Santorini – Living on the Edge

 

In a ocean full of islands, Santorini certainly is unique – not just unusual — it must be one of a kind.

From a distance, many cruisers on the Aegean Odysseythought the island was a snow-capped mountain. Return visitors, however, knew differently. As the ship neared, it gradually became apparent that these were houses.

The lovely hills of Santorini

Like most Greek off-shore settlements, the buildings are nearly all super-white, often with blue roofs, or a few other pastel colors, all designed to keep the interiors cool under the hot sun.

The main villages are far above the ocean, clinging to rough cliffs, giving residents and visitors an aerial view over our ship and other vessels slowly milling around far below, their tenders shuttling to and fro to small landings at sea level. From there, cruisers ascend to the heights by bus, donkey, or cable car.
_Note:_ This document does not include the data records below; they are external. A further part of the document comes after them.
Issue #522, opened 2026-07-08
perf(reconcile): policy re-derivation parses every chunk per pass — trust the persisted embedding_policy


skakri:
The reconcile/maintenance paths re-derive the embedding policy from chunk **text** for large chunk populations, and every such derivation that reaches the low-signal gate re-parses the chunk with tree-sitter (`is_low_signal_chunk` → `parse_within_budget`: thread spawn + text copy + global memo probe per call):

- `embed_loop.rs::embedding_policy_skip_summary` streams **every chunk in the index** through `embedding_policy_for_chunk` — and per its own comment it "runs on every reconcile (and `reconcile_plan`)". On the kernel-sized example from that comment (~4.2M chunks) that is millions of parses and thread spawns per pass.
- `store.rs::estimated_reconcile_jobs` runs `policy_for_job` per candidate on the watcher/maintenance gate (`pending_embedding_jobs`).
- `store.rs::select_reconcile_batch` runs `policy_for_job` per batch candidate (bounded by batch size — least concerning).

The index already **persists** the decision: `chunks.embedding_policy` / `chunks.embedding_priority` are written at index time by `prepare_chunks` → `insert_chunks`. Two directions, not mutually exclusive:

1. **Read the persisted decision** where the caller only needs counts or a cheap eligibility gate (`skip_summary` could be a `GROUP BY chunks.embedding_policy`; the estimator could trust the column). Needs a staleness story: the persisted decision reflects the policy code at index time — a policy-version stamp (bump → re-derive lazily) would make trusting it sound.
2. **Make re-derivation cheap**: once the low-signal classification is span-based at index time (#516), the text-based fallback still parses. A policy-version-gated trust of the persisted flag avoids the parse entirely on the hot paths.

Either way, the goal: reconcile passes should not pay O(index chunks) tree-sitter parses to answer questions the indexer already answered and stored.

Related: #516 (removes the per-chunk parse at index time).

Issue #518, opened 2026-07-08
perf(index): heal path parses the same file up to 5× — share one parse like the prepare phase


skakri:
`file_index.rs::index_file` — reached via `heal_file`, the query-time lazy heal of a stale file — parses the same file text up to **five times**:

1. `parser::parse_error` (parse-failure flag),
2. `chunker::chunks_for_file` → `parse_symbols`,
3. `symbols::symbols_for_file` → `parse_symbols`,
4. `store_symbol_fingerprints` → `parser::parse_file`,
5. `edges::index_file_edges` → `syntactic_edges` → `parse_within_budget`.

Each parse also pays the worker-thread spawn + full-text copy in `parse_within_budget`. The full-rebuild and changed-mode paths already solved this: `prep.rs::prepare_index_content` parses once and feeds the shared tree to all five consumers.

Fix: split a text-based core out of `prepare_index_content` (it currently reads the file itself; `heal_file` already holds the text) and route `index_file` through it. Beyond the 5×→1× parse win, this removes real logic-drift risk — the generated-file fingerprint gate and the parser-failure message shape are currently duplicated between the two paths and must be kept in sync by hand.

Volume is low (per-file, triggered when a query sees a stale row), so this is more a structural unification than a hot-path fix — but it makes the heal path exactly as cheap and exactly as consistent as the bulk path.

PR #527, opened 2026-07-08
perf(index): shared-parse low-signal classification + O(1) chunker line spans

### LINKED ISSUE #516: perf(index): embedding policy re-parses every chunk — classify low-signal from the shared file parse
`ai/policy.rs::is_low_signal_chunk` re-parses **every chunk's text** with tree-sitter to decide the embedding policy. It runs inside `prepare_chunks`, i.e. for every chunk on every indexing path (full rebuild, changed-mode incremental, heal).

Each call goes through `parse_within_budget`, so per chunk we pay:

- a fresh OS thread spawn (the pathological-parse abandon path needs a `'static` worker),
- a full copy of the chunk text (`text.to_string()`),
- a SipHash of the text + a probe of the global `TIMED_OUT_PARSES` mutex (contended across the rayon prepare threads),
- a new `Parser` + grammar handle.

A repo producing ~100k chunks pays ~100k thread spawns per full rebuild, on top of the one legitimate parse per file that `prepare_index_content` already does and shares with chunks/symbols/edges/fingerprints.

The fix is the one already sketched in the function's own doc comment: **precompute the low-signal flag from the file's shared parse**. Chunk spans are known at prepare time — classify the named nodes overlapping each chunk's byte span (descend through container nodes that extend beyond the span, so a `use`-only chunk inside a `mod` body still classifies as plumbing) instead of parsing the chunk text against a `chunk.<ext>` pseudo-path.

Notes for the implementation:

- Keep the standalone text-based classification as the fallback for chunks with no shared tree (generated files, oversized files past `MAX_STRUCTURAL_PARSE_BYTES`, hard parse failures) so behavior there is unchanged.
- `embedding_policy_for_chunk` checks low-signal **last** (after SkipTooLarge / SkipGenerated / SkipTestFixture / language / SkipTooSmall), so the precomputed flag only needs to be consulted at that point.
- Existing `low_signal_tests` in policy.rs pin the text-based semantics; add span-based tests asserting parity on the same shapes (imports-only chunk, symbol chunk, mixed chunk, docstring-only chunk).
- Measure with `benches/rag_pipeline.rs` (iai instruction counts) and `benches/index_time.rs`.

### LINKED ISSUE #517: perf(chunker): line_span rescans the file from byte 0 per symbol — O(symbols × file bytes)
`chunker.rs::line_span(text, start_line, end_line)` converts a line range to a byte span by scanning the file **from byte 0** on every call. `code_chunks_for_symbols` calls it once per symbol, and `push_uncovered_chunk` once per uncovered gap — making chunking O(symbols × file bytes).

A 512 KB file (the structural cap) with ~2k symbols rescans on the order of a gigabyte of text to produce its chunks. The irony: every `ParsedSymbol` already carries exact `start_byte`/`end_byte` from tree-sitter; the scan exists only to snap spans to whole lines.

Fix: build **one line-offset table per file** (byte offset of each line start) and derive every span from it in O(1). `prepare_chunks` already splits the file's lines once for the anchor computation — same lesson, applied to the chunker. Per the no-shim convention, migrate `line_span`'s call sites to the table rather than keeping the scanning function as a wrapper.

Semantics to preserve exactly (pin with tests before refactoring):

- raw on-disk bytes in the span (CRLF preserved) so chunk byte offsets stay aligned with the tree-sitter symbol offsets `query::graph_meta` joins against;
- `None` for `start_line == 0`, `end_line < start_line`, or `start_line` past EOF;
- the whitespace-only span → `None` gate;
- `end_line` past the last line clamps to EOF.

Measure with `benches/rag_pipeline.rs` / `benches/index_time.rs`; the win concentrates in symbol-dense files.

skakri:
Two prepare-phase wins from the parse-pipeline efficiency milestone.

Fixes #516. Fixes #517.

## Low-signal embedding gate: one parse per file, not per chunk (#516)

`is_low_signal_chunk` re-parsed **every chunk's text** with tree-sitter to decide the embedding policy — inside `prepare_chunks`, on every indexing path. Each re-parse went through `parse_within_budget`, paying a worker-thread spawn, a full text copy, a hash + global-mutex probe of the timeout memo, and a fresh `Parser` per chunk.

Now the prepare phase classifies each chunk's **byte span against the file's shared parse** (`is_low_signal_span`): low-signal iff every named node the span covers is plumbing, descending into container nodes that extend beyond the span — so a `use`-only slice of a `mod` body classifies the way its standalone parse used to. The text-based path stays as the documented fallback for callers with no tree (generated / oversized / markdown / parse-failure files, the heal path pending #518, and the reconcile paths pending #522).

- `embedding_policy_for_chunk` takes a `LowSignalCheck`: `FromSpan` carries the shared root + chunk span, `FromText` is the fallback. The check is evaluated only at the final gate, so the cheaper skips (`SkipTooSmall` etc.) still short-circuit before any tree walk or re-parse happens.
- `prepare_chunks` threads the shared root through; `prepare_index_content` passes it, heal/reconcile pass `FromText`.
- Tests: span-twin coverage of the existing `low_signal_tests` shapes (imports-only, definition, docstring, `#include` vs `#define`, mixed, whitespace) plus the container-descent case, and a prep-level parity test asserting span- and text-classification produce identical policy decisions on the same chunks (with assertions that both outcomes occur, so parity can't pass vacuously).

## Chunker: O(1) line spans via a per-file line-offset table (#517)

`line_span` rescanned the file **from byte 0** to convert a line range to a byte span, and was called once per symbol plus once per uncovered gap — O(symbols × file bytes); a symbol-dense 512 KB file rescanned ~1 GB of text during chunking.

`LineOffsets` is built once per file (one pass over the bytes) and answers every span in O(1). Call sites migrated, `line_span` deleted (no wrapper shim). Exact semantics pinned by tests before the swap: raw on-disk bytes (CRLF preserved, so chunk offsets stay aligned with the tree-sitter symbol offsets `query::graph_meta` joins against), `None` for 0/inverted/past-EOF starts, EOF clamping, `split_inclusive` line-count semantics (no phantom trailing line). The existing CRLF byte-offset pins (#241) all pass unchanged.

## Benchmarks

iai-callgrind (`benches/rag_pipeline.rs`, cargo-resolver corpus subtree), branch vs an `origin/main` baseline on the same machine — deterministic instruction counts, 0 regressions:

| bench | instructions | vs main |
|---|---|---|
| `index` (full rebuild) | 1,551,624,214 | **−5.52%** |
| `query_cold` | 146,843,690 | **−35.11%** |
| `query_warm` | 178,568,196 | **−18.04%** |

The query-side win is the chunker fix surfacing in hit validation, which re-derives a result file's chunks and previously paid the per-symbol rescan there too.

### DIFF
--- a/crates/rag-rat-core/src/index/ai/policy.rs
+++ b/crates/rag-rat-core/src/index/ai/policy.rs
@@ -17,6 +17,35 @@ pub(crate) fn needs_embedding(
         || chunk.embedding_text_version.as_deref() != Some(EMBEDDING_TEXT_VERSION)
 }
 
+/// How the `SkipLowSignal` gate classifies a chunk. Evaluated ONLY if the cheaper gates
+/// (`SkipTooLarge`/`SkipGenerated`/`SkipTestFixture`/language/`SkipTooSmall`) don't short-circuit
+/// first — a sub-80-char chunk must pay neither a re-parse nor a tree walk.
+pub(crate) enum LowSignalCheck<'a> {
+    /// Re-parse the chunk text (`is_low_signal_chunk`) — for callers with no tree at hand:
+    /// generated / oversized / markdown / parse-failure files, the heal path, the reconcile paths.
+    FromText,
+    /// Classify the chunk's byte span against the file's shared parse (`is_low_signal_span`,
+    /// #516) — one tree-sitter parse per file instead of one per chunk.
+    FromSpan { language: Language, root: tree_sitter::Node<'a>, start_byte: usize, end_byte: usize },
+}
+
+impl LowSignalCheck<'_> {
+    fn is_low_signal(
+        &self,
+        language: &str,
+        chunk_kind: &str,
+        symbol_path: Option<&str>,
+        trimmed: &str,
+    ) -> bool {
+        match self {
+            Self::FromText => is_low_signal_chunk(language, chunk_kind, symbol_path, trimmed),
+            Self::FromSpan { language, root, start_byte, end_byte } =>
+                is_low_signal_span(*language, *root, *start_byte, *end_byte),
+        }
+    }
+}
+
+#[allow(clippy::too_many_arguments)]
 pub(crate) fn embedding_policy_for_chunk(
     path: &Path,
     language: &str,
@@ -25,6 +54,7 @@ pub(crate) fn embedding_policy_for_chunk(
     symbol_path: Option<&str>,
     text: &str,
     max_embedding_chars: usize,
+    low_signal: LowSignalCheck<'_>,
 ) -> EmbeddingPolicyDecision {
     let path_text = path.to_string_lossy();
     let trimmed = text.trim();
@@ -48,7 +78,7 @@ pub(crate) fn embedding_policy_for_chunk(
     if trimmed.chars().count() < MIN_EMBEDDING_CHARS {
         return policy("SkipTooSmall", 9, false);
     }
-    if is_low_signal_chunk(language, chunk_kind, symbol_path, trimmed) {
+    if low_signal.is_low_signal(language, chunk_kind, symbol_path, trimmed) {
         return policy("SkipLowSignal", 9, false);
     }
     policy("Embed", embedding_priority(&path_text, language, chunk_kind, symbol_path), true)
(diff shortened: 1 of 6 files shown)


skakri:
@codex review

Our guides tell us that until somewhere around 1600 BC, Santorini was a single island, perhaps roundish, when it blew up in a tremendous volcanic eruption, cleaving itself into five parts, and forming an ocean-filled caldera.

Archeologists, geologists, and other ologists disagree in lesser or greater amounts about Santorini. Romantics have long said that the island was once the fabled Atlantis, before it suddenly sunk into the sea.
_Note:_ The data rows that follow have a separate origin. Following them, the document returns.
Issue #530, opened 2026-07-09
perf(reconcile): fast-path embedding_policy_skip_summary via a full-rebuild version stamp


skakri:
Follow-up from #522 / PR #529. `embedding_policy_skip_summary` recomputes each chunk's policy from text (a tree-sitter parse for the low-signal gate) on every reconcile and plan. It cannot simply aggregate the persisted `chunks.embedding_policy`: that column is stamped at index time with `DEFAULT_MAX_EMBEDDING_CHARS`, and (for chunks predating migration 006, which had no backfill) defaults to `Embed`, so a `GROUP BY` would under-report the skips the authoritative `select_reconcile_batch` actually makes on a non-default `max_embedding_chars` or an older index. (An earlier cut of #522 shipped that `GROUP BY`; two review passes surfaced exactly those divergences and it was reverted.)

A correct fast path needs a **per-repo version stamp set only by a full rebuild** (mirror `graph_index_version` / `GENERATED_FLAGS_VERSION`): an incremental/changed pass re-inserts only changed files, so it cannot certify unchanged chunks are current-code-fresh — stamping there would reintroduce the bug. The summary would then read the aggregate only when `max_embedding_chars == DEFAULT_MAX_EMBEDDING_CHARS` AND the stamp matches the current policy version; otherwise recompute. Bump the version const whenever `embedding_policy_for_chunk` changes.

Alternative: an on-open `ensure_embedding_policy_current` backfill (re-derive over all chunks once per version bump) — but that pays the O(chunks) parse it removes, once. The stamp-on-rebuild approach avoids that at the cost of only activating after a `--full`.

Low priority: the summary is diagnostic-only, and #522 already removed the parse from the hotter watcher backlog gate (`estimated_reconcile_jobs`).

skakri:
Concrete finding from a parse-path audit: this summary is the **one remaining per-chunk re-parse** in the whole index/reconcile path. Everywhere else parses each file once and shares the tree — `prep::prepare_index_content_from_text` classifies low-signal via `LowSignalCheck::FromSpan { root }` off the single shared parse, and symbols/chunks/edges/clone-fingerprints all reuse that same tree.

[...]

PR #572, opened 2026-07-09
perf(reconcile): classify skip-summary low-signal from one shared parse per file

skakri:
## What

`embedding_policy_skip_summary` (the diagnostic explaining why chunks didn't embed) re-parsed **each chunk's text** with tree-sitter to derive its low-signal policy — O(chunks) parses on every reconcile, and chunks overlap so overlapped regions were parsed multiple times over.

It now classifies low-signal from **one shared parse per file** (`FromSpan`, the same #516 index-time path): group chunks by file, reconstruct the file text from the chunks' verbatim substrings, and — **only when that reconstruction hashes to the stored `files.sha256`** — parse each file once and classify every chunk's span. O(files) parses instead of O(chunks).

## Correctness

`chunk_text` is line-ending-**normalized** (the chunker strips `\r` and re-adds `\n` while advancing byte offsets over raw lengths), so `raw_len == end − start` is an LF-repo coincidence, not an invariant. The `files.sha256` verification is what makes reconstruction safe: any file whose rebuilt text doesn't hash-match (CRLF / no-trailing-newline / older-chunker rows) falls back to per-chunk `FromText`. Generated / markdown / oversized files also fall back; memory stays bounded to one structural file's chunks (an oversized file flips to streaming per-chunk classification immediately).

## Tradeoff (deliberate)

The summary now mirrors prep's #516 low-signal classification rather than the embed path's `FromText`. The two agree except for a chunk that slices into a long comment/string (where `FromSpan` treats the sliced leaf as plumbing). The summary is diagnostic-only — nothing gates on it — so this is acceptable; documented inline.

## Tests

- `reconstruct_file_text` unit tests: overlap, coverage gap, multibyte boundary.
- End-to-end: the shared-parse summary equals the per-chunk `FromText` reference on a real index — including a **CRLF file**, which exercises the sha-verify fallback (without it the reconstruction would silently corrupt the diagnostic).

Refs #530 — complementary to its version-stamp caching (this makes the recompute cheaper; the stamp skips it when the index is certified unchanged).

### DIFF
--- a/crates/rag-rat-core/src/index/ai/policy.rs
+++ b/crates/rag-rat-core/src/index/ai/policy.rs
@@ -57,6 +57,43 @@ impl LowSignalCheck<'_> {
     }
 }
 
+/// The policy from the cheap, PARSE-FREE gates that precede the low-signal check (`trimmed` is the
+/// pre-trimmed chunk text), or `None` when the chunk REACHES the low-signal gate — the only gate
+/// that needs a tree-sitter parse. A caller that shares one parse across a file's chunks uses this
+/// to skip the parse entirely when no chunk reaches the low-signal gate.
+pub(crate) fn cheap_skip_policy(
+    path: &Path,
+    language: &str,
+    file_kind: &str,
+    chunk_kind: &str,
+    symbol_path: Option<&str>,
+    trimmed: &str,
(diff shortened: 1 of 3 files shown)


skakri:
@codex review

With some evidence to back it up, others say a tremendous tidal wave caused by the eruption traveled to Crete, effectively wiping out the Minoan civilization there in one fell swoop. (See the previous blog entry below.)

The Greek dancers got all involved

The prevailing opinion today is that it was the smoke and ash from the eruption which gradually ruined the crops and food sources of the Minoans. That, combined with an earthquake there did the job, and so Santorini may have had little to do with it.

Aegean Odyssey cruisers who toured Santorini on this Sunday were treated to an archeological tour of the site referred to as Akrotiri, a bronze age settlement that was contempory with the Minoans. In fact, we were the first shipload of visitors to see them since they were recently reopened to the public after a long period when they were not.

By the way, our own population of some 340 passengers were treated in the evening by a company of frenetic Greek dancers. At one point, the audience was invited to participate.

No shrinking violets here. It seemed almost all in the ship’s Ambassador Lounge lept into the center to form an inner and an outer circle, kicking and skipping together for nearly 15 minutes. O-pah!